Recently, the Russian authorities introduced stricter rules for migrants that include a language test and mandatory medical insurance. It now costs several hundred US dollars to comply with all the regulations, while the market for migrant labour has contracted because of the weakened Russian economy. (See Tajiks Face New Obstacles to Work in Russia .)

Gulnisso was forced to return home, and moved into her parents’ house with two of her children. She has had to leave her eldest son, aged 15, in a state-run boarding school in the Yavan district.

The wives of her two brothers live in the same house, and they “can’t stand him”, she said.

“He’s going through his teenage phase and he’s often rude when they talk to him. There are endless arguments and insults,” Gulnisso said. “It’s better for him to stay at the boarding school.”

Ruyo, a young woman who did not give her age, has worked in the Russian city of Perm for the last two years, washing dishes in a restaurant. She would like to save enough money to return home to her son, but she does not earn much.

“It’s a difficult job. You get good money as a labour migrant if you work on a building site.

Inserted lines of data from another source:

Issue #2254, opened 2025-09-15
scan backend: add param to not deduct holding fees for balance & total endpoints


meiersi-da:
- concretely:
  - `/v0/total-amulet-balance`
  - `/v0/holdings/summary`
- use it in tests with zero fees to assert on exact balance
- note: we add a new param to make the change backwards compatible

TODO:
- [ ] investigate which of the endpoints actually traverses over the ACS
- [ ] only adapt the endpoints where we can just sum up the `amount.initialAmount` field for not deducting holding fees
- [ ] ensure both UI and token metadata report the right number of available amulet

OriolMunoz-da:
@meiersi-da 

> and token metadata

what are you referring to there?

OriolMunoz-da:
reopening: this ticket still requires UI work

PR #2318, opened 2025-09-18
Add balances to ACS snapshots

OriolMunoz-da:
Part of https://github.com/hyperledger-labs/splice/issues/2254

### DIFF
--- a/apps/scan/src/test/scala/org/lfdecentralizedtrust/splice/store/db/AcsSnapshotStoreTest.scala
+++ b/apps/scan/src/test/scala/org/lfdecentralizedtrust/splice/store/db/AcsSnapshotStoreTest.scala
@@ -854,6 +854,9 @@ class AcsSnapshotStoreTest
             2000L * n
           )
         )
+        val illegalDsoUnlocked = amulet(providerParty(42), 42, 42L, 0.42, dso = providerParty(42))
+        val illegalDsoLocked =
+          lockedAmulet(providerParty(42), 42, 42L, 0.42, dso = providerParty(42))
         val snapshotTimestamp = CantonTimestamp.Epoch.plusSeconds(100_000L)
 
         for {
@@ -875,6 +878,18 @@ class AcsSnapshotStoreTest
               Seq(PartyId.tryFromProtoPrimitive(amulet.payload.amulet.owner), dsoParty),
             )
           }
+          _ <- ingestCreate(
+            updateHistory,
+            illegalDsoLocked,
+            snapshotTimestamp.minusSeconds(2L),
+            Seq(PartyId.tryFromProtoPrimitive(illegalDsoUnlocked.payload.dso)),
+          )
+          _ <- ingestCreate(
+            updateHistory,
+            illegalDsoLocked,
+            snapshotTimestamp.minusSeconds(1L),
+            Seq(PartyId.tryFromProtoPrimitive(illegalDsoLocked.payload.amulet.dso)),
+          )
           _ <- store.insertNewSnapshot(
             None,
             DefaultMigrationId,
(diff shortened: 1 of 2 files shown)


apps/scan/src/main/scala/org/lfdecentralizedtrust/splice/scan/store/AcsSnapshotStore.scala
```diff
@@ -124,28 +124,44 @@ class AcsSnapshotStore(
...
+          sum(case when inserted_rows.template_id = ${PackageQualifiedName
+            .getFromResources(
+              Amulet.TEMPLATE_ID_WITH_PACKAGE_ID
+            )
+            .toString} and stakeholder=$dsoParty then (create_arguments->'record'->'fields'->2->'value'->'record'->'fields'->0->'value'->>'numeric')::numeric else 0 end),
+          sum(case when inserted_rows.template_id = ${PackageQualifiedName
+            .getFromResources(
+              LockedAmulet.TEMPLATE_ID_WITH_PACKAGE_ID
+            )
+            .toString} and stakeholder=$dsoParty then (create_arguments->'record'->'fields'->0->'value'->'record'->'fields'->2->'value'->'record'->'fields'->0->'value'->>'numeric')::numeric else 0 end)
```
meiersi-da: Can you share the query plan for this?

apps/scan/src/main/scala/org/lfdecentralizedtrust/splice/scan/store/AcsSnapshotStore.scala
```diff
@@ -124,28 +124,44 @@ class AcsSnapshotStore(
...
         from inserted_rows
-        having min(row_id) is not null;
+        join creates_to_insert on inserted_rows.create_id = creates_to_insert.row_id
```
moritzkiefer-da, line 158: I guess filtering by templates here isn't actually faster than just having the filter in sum since we d't have an index on the materialized view?

moritzkiefer-da (commented):
nice! Query plans and some timings on CILR would be great

apps/scan/src/main/scala/org/lfdecentralizedtrust/splice/scan/store/AcsSnapshotStore.scala
OriolMunoz-da: you just can't: because the min and the max row_id have to be over the whole snapshot, not just filtered by template

OriolMunoz-da:
Here's a regular explain while I fail to run the analyze on cloudsql: https://www.pgexplain.dev/plan/f4527fda-e660-4941-840a-9f1f167cac21

OriolMunoz-da:
@moritzkiefer-da implemented in the last commit in https://github.com/hyperledger-labs/splice/pull/2334

apps/scan/src/test/scala/org/lfdecentralizedtrust/splice/store/db/AcsSnapshotStoreTest.scala
```diff
@@ -843,6 +843,156 @@ class AcsSnapshotStoreTest
...
+                _ <- ingestArchive(
+                  updateHistory,
+                  archiveUnlocked._1,
+                  archiveUnlocked._2.plusSeconds(1L),
+                )
+                _ <- ingestCreate(
+                  updateHistory,
+                  createLocked._1,
+                  createLocked._2,
+                  Seq(PartyId.tryFromProtoPrimitive(createLocked._1.payload.amulet.owner), dsoParty),
```
meiersi-da, line 958: Consider adding some `Amulet` that has the wrong stakeholder to test that the filtering works.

They don’t pay much in a restaurant,” she said. “I don’t know whether I should stay here or go back so that I can be with my child.”

According to Zebunisso Kholdorbekova, deputy head of a government agency that addresses delinquent behaviour among minors, the emigration of parents is contributing to a rise in the number of street children, and child labour is also a problem.

Last year, her agency carried out more than 1,500 raids which netted some 9,150 children  –  1,200 more than in 2013. About one-third of them were picked up for vagrancy, and many were washing cars or working as porters at markets.

Tatiana Khatyukhina from the Centre for Human Rights in the northern Soghd region argues that the government needs a programme to help women with young children come home.

“When the father heads abroad and then disappears, that’s half the problem. But when the mother goes away, the real trouble starts,” she told IWPR. (See Tajik Labour Migration Boosts Divorce Rates on the many women left to support households on their own.)

Oinikhol Bobonazarova, head of the Perspektiva Plus NGO, agreed, adding that the government needed to create the right conditions for women to be able to return and support their families.

“[The authorities] should offer soft loans and land plots so that they can earn a living here at home and take care of their children,” she said.